▽

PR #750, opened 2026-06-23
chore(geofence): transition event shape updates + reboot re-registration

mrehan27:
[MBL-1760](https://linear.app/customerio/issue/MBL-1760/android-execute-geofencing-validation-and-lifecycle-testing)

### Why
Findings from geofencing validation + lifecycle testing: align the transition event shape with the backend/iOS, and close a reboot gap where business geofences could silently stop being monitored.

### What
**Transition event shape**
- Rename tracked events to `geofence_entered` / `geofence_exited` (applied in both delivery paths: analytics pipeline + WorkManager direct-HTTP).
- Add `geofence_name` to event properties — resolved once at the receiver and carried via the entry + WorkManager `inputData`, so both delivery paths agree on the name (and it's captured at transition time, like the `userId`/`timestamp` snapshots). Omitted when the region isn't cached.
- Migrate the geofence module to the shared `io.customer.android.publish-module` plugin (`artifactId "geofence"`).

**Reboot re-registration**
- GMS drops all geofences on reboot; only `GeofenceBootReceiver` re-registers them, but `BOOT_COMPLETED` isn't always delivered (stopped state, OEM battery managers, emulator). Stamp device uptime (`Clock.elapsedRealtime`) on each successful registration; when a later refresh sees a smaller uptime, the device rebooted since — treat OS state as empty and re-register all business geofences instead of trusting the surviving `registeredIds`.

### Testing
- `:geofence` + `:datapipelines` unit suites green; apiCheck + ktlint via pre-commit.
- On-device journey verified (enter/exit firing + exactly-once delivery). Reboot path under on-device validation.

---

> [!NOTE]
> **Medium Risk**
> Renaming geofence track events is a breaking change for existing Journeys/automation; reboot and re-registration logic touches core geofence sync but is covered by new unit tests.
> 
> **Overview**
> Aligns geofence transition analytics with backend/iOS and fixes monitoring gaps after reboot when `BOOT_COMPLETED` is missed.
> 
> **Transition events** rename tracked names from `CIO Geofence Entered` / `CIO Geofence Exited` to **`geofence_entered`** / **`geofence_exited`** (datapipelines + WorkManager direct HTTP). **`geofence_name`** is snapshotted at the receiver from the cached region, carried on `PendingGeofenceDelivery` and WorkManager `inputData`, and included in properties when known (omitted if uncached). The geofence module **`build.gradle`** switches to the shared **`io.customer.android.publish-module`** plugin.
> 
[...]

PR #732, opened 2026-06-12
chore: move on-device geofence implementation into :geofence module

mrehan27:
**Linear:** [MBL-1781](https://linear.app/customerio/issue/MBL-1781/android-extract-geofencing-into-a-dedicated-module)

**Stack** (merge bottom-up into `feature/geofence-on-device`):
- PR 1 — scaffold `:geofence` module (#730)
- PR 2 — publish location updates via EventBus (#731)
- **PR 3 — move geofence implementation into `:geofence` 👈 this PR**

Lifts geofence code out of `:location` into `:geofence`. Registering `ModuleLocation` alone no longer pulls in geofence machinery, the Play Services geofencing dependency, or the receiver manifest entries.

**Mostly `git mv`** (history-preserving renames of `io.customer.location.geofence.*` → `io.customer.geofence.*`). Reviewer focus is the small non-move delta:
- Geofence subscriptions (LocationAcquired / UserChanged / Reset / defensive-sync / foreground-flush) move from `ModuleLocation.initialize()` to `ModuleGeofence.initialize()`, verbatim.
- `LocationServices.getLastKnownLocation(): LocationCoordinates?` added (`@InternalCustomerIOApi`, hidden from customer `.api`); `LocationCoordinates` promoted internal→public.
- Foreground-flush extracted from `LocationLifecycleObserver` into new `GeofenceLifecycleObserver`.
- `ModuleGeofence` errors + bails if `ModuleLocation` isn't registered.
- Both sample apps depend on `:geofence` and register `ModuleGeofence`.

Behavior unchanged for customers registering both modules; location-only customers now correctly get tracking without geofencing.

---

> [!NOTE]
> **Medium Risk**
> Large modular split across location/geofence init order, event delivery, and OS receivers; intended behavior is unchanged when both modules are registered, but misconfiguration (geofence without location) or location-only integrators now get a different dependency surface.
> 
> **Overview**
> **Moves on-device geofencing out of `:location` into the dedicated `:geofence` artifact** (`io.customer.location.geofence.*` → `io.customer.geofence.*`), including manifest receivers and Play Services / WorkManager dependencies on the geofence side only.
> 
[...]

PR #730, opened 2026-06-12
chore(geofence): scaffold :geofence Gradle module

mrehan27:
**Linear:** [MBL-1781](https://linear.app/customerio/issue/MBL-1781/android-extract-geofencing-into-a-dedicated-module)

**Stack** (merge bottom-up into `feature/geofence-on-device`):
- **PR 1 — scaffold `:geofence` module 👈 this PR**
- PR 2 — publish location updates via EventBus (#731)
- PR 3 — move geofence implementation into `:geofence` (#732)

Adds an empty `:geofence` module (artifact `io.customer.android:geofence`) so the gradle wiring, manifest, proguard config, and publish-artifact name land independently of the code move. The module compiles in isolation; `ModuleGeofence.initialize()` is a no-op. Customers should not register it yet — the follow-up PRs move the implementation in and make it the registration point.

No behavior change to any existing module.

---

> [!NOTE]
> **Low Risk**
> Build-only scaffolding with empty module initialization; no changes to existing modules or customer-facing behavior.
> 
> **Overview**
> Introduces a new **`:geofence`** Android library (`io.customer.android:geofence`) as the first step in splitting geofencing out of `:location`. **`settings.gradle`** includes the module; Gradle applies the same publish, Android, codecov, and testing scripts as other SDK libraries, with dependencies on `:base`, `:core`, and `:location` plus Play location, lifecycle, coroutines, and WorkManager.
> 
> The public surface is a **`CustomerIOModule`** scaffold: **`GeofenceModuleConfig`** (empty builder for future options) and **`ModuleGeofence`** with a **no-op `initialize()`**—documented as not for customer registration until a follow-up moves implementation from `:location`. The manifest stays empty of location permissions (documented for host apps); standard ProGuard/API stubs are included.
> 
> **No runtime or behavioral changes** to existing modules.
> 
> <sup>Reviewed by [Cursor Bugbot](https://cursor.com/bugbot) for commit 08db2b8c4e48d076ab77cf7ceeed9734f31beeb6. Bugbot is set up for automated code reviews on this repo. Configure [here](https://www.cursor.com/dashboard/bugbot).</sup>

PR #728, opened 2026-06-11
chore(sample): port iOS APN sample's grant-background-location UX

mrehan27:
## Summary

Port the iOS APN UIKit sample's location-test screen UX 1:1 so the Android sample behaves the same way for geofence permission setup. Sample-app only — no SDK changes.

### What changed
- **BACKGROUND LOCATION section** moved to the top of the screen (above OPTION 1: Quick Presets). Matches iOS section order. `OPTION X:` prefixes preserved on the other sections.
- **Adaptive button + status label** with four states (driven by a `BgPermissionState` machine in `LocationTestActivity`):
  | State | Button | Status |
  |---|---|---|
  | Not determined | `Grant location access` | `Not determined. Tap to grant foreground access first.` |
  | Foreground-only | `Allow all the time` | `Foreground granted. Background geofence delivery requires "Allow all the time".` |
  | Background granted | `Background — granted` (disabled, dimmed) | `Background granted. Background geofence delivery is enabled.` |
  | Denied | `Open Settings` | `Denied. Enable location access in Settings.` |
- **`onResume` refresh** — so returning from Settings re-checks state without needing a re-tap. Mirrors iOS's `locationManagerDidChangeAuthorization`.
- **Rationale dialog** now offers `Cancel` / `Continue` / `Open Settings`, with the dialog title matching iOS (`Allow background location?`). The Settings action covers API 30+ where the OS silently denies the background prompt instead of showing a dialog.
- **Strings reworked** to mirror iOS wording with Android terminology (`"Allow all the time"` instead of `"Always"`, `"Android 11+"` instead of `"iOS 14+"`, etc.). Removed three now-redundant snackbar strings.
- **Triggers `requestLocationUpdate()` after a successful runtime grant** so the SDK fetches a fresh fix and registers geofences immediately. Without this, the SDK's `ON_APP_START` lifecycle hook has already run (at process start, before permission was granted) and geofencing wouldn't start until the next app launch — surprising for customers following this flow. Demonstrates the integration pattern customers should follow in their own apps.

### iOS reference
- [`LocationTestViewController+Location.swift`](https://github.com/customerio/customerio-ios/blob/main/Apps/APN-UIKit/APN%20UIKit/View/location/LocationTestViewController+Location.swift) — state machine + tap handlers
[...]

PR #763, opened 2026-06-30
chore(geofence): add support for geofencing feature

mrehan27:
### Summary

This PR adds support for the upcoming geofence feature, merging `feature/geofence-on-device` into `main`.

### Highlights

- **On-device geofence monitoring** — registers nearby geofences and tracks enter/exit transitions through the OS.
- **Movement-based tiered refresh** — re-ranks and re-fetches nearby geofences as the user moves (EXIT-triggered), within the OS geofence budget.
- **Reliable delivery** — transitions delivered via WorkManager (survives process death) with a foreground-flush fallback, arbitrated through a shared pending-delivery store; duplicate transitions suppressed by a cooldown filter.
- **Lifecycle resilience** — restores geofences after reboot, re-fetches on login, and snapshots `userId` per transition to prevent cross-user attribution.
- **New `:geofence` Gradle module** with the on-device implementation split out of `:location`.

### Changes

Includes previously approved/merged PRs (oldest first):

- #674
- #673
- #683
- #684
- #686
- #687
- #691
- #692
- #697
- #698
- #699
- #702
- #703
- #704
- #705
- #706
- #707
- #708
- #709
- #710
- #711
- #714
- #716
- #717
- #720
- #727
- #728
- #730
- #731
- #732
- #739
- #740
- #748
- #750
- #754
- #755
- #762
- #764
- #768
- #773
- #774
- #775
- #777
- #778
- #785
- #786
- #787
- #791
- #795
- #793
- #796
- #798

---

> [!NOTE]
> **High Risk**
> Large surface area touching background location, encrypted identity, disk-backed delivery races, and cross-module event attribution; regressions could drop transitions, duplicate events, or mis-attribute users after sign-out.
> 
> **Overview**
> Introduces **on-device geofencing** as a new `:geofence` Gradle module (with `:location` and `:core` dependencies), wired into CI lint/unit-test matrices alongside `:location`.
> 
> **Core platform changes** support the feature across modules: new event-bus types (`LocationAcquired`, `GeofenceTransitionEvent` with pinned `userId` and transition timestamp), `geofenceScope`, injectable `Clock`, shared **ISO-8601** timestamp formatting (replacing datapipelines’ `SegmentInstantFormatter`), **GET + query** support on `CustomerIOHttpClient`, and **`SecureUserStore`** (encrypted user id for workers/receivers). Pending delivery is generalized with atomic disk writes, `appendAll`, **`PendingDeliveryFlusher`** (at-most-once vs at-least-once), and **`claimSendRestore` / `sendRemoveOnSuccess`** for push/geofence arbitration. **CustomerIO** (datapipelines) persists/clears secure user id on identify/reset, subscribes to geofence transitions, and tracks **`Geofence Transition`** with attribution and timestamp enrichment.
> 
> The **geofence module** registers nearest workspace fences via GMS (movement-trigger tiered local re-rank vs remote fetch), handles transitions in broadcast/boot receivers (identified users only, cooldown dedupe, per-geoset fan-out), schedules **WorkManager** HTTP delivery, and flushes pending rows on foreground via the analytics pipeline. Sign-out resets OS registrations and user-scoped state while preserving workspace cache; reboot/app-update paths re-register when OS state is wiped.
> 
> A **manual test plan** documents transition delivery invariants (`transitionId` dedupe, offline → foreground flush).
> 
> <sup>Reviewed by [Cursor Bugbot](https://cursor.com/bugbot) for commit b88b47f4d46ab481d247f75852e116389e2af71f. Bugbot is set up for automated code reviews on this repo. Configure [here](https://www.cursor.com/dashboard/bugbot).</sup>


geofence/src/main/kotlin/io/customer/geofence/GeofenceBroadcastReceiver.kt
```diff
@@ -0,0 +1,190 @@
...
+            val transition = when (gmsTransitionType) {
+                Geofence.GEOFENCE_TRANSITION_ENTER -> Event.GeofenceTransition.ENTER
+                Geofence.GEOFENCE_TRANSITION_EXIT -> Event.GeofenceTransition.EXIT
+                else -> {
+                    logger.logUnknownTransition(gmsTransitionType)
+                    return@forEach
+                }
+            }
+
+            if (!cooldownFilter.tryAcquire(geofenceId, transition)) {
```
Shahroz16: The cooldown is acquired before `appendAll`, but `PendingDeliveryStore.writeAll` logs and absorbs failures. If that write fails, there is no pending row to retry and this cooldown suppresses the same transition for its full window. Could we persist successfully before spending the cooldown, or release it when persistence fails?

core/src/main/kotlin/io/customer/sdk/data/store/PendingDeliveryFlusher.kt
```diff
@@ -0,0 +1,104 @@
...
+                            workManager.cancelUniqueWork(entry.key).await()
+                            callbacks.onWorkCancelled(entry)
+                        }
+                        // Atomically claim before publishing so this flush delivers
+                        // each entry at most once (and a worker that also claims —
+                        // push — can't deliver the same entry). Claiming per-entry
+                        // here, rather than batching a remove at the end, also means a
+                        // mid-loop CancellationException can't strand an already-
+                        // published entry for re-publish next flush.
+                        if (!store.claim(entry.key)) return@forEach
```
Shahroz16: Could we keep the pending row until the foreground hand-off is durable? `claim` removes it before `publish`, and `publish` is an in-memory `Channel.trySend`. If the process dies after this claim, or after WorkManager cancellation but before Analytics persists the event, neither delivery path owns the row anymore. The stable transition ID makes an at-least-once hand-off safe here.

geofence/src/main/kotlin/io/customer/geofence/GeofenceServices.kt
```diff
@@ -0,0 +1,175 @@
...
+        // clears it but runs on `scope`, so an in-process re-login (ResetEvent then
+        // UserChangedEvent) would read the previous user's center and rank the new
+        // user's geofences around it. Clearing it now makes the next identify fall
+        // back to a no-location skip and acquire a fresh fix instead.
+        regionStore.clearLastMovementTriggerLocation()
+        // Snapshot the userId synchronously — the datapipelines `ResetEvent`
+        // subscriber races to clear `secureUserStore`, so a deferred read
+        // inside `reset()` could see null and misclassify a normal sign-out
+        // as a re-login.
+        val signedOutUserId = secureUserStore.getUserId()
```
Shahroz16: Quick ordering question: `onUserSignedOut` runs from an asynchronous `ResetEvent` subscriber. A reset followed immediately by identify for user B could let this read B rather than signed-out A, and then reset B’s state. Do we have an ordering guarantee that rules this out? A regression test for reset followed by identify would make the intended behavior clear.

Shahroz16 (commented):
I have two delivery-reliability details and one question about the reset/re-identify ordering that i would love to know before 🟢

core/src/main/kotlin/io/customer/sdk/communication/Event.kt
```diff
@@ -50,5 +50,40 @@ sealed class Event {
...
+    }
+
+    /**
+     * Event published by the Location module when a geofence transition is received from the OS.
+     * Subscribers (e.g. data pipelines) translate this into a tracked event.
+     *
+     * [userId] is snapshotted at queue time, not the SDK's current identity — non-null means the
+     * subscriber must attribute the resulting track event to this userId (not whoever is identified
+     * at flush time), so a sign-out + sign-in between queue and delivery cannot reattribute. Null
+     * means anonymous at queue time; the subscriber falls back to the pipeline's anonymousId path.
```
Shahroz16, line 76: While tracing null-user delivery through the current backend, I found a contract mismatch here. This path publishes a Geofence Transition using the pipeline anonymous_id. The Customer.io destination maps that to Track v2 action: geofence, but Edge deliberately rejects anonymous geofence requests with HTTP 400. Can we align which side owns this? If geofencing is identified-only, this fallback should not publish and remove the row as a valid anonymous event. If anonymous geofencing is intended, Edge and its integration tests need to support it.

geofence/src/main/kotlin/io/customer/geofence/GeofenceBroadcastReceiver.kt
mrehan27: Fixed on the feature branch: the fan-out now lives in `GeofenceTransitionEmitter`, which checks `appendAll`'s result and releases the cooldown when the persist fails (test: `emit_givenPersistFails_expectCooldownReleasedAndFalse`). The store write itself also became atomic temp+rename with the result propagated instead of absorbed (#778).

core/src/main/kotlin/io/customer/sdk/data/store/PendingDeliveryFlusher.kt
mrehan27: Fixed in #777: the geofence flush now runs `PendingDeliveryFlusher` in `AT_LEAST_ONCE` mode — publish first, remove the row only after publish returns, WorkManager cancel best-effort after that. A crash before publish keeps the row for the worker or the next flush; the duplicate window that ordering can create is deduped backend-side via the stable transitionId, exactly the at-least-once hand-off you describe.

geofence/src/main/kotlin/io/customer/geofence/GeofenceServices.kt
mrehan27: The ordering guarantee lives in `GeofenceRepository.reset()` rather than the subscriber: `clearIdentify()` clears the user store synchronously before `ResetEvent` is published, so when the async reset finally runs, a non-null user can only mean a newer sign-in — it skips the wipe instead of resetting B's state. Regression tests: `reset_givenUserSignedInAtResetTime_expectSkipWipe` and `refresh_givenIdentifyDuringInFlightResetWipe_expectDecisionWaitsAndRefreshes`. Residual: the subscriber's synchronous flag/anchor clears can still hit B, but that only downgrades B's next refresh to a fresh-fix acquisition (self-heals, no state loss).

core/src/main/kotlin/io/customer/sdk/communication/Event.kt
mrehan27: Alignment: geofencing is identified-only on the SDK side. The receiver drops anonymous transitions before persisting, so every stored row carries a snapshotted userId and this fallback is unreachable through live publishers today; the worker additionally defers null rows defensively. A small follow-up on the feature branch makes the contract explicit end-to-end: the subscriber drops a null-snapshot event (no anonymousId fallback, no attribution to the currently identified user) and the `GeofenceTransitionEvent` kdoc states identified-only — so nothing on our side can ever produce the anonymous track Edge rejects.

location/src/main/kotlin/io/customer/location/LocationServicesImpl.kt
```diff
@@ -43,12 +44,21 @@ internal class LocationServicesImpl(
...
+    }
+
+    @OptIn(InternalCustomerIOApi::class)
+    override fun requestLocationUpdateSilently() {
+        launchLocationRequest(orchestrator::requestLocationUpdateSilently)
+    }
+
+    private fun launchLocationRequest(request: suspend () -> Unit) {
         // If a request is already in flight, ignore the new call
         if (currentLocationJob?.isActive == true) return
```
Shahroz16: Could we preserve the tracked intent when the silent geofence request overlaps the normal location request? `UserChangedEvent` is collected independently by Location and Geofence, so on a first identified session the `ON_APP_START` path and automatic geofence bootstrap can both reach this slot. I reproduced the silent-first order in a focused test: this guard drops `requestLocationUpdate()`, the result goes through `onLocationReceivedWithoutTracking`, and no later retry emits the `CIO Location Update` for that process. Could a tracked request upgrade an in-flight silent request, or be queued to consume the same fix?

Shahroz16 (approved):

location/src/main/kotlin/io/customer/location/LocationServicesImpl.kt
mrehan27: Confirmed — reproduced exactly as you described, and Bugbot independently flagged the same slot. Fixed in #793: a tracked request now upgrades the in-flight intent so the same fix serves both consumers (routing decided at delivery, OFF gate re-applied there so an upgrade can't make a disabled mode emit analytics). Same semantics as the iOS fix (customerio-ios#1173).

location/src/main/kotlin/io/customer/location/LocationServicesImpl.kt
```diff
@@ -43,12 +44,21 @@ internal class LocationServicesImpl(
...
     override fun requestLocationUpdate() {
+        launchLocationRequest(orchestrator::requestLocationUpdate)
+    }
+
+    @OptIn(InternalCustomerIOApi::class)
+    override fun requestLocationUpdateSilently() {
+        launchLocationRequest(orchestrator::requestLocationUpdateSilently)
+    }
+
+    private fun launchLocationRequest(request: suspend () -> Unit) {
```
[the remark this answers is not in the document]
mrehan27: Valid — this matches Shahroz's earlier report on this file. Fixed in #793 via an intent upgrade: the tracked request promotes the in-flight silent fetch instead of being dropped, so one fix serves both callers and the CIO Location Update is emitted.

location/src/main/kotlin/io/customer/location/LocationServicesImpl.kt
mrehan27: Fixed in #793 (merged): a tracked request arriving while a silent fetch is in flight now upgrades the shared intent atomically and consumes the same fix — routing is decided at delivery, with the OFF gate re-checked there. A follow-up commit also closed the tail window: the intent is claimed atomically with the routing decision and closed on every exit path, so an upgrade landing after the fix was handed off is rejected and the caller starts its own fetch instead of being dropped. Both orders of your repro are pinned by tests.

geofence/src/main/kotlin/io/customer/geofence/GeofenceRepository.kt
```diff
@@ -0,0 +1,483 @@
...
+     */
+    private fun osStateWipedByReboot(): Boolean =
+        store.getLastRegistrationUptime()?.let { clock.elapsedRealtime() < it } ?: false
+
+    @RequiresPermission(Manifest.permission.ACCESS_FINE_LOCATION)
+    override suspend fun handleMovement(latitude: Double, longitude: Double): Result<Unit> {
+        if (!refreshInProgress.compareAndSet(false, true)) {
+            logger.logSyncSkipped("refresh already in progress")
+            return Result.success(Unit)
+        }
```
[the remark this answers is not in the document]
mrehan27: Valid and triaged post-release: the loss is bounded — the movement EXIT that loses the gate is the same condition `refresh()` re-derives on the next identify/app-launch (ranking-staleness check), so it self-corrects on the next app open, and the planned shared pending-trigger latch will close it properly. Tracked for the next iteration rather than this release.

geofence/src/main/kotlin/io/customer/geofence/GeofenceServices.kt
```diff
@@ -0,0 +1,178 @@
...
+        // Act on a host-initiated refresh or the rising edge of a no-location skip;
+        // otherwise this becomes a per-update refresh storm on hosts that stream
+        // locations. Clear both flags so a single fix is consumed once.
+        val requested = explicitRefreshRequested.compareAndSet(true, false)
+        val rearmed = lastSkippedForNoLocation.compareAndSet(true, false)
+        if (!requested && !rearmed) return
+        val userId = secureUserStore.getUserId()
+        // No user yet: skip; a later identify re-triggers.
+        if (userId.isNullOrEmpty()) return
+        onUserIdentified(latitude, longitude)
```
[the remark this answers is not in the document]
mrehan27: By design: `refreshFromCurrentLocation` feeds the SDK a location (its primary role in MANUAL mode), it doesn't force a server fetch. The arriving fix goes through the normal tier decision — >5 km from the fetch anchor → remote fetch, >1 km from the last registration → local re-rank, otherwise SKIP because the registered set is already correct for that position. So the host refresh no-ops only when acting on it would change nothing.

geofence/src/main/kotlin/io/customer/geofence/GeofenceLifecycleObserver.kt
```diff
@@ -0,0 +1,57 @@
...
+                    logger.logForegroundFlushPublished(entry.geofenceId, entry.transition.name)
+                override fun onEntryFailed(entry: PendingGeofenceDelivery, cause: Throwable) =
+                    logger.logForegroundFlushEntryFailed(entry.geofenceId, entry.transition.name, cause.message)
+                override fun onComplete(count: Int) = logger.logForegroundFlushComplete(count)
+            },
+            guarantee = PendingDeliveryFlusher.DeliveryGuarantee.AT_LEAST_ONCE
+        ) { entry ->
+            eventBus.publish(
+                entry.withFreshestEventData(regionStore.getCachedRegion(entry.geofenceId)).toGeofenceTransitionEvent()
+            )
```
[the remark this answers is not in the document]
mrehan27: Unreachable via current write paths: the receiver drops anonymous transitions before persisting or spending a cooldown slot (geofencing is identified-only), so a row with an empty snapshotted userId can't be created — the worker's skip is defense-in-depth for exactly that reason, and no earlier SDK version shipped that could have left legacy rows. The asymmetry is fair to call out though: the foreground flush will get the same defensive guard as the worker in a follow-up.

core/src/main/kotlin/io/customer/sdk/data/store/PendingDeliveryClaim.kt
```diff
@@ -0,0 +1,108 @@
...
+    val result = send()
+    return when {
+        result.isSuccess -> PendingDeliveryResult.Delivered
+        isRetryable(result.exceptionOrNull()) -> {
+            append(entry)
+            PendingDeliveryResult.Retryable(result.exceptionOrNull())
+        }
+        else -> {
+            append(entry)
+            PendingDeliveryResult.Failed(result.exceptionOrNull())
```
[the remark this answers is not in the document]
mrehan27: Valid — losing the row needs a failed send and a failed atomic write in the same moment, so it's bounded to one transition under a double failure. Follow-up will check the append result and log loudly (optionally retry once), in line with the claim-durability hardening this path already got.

△

Go through the listing and say how many lines contain the string "question", offering only the number.

Output for this exercise: 2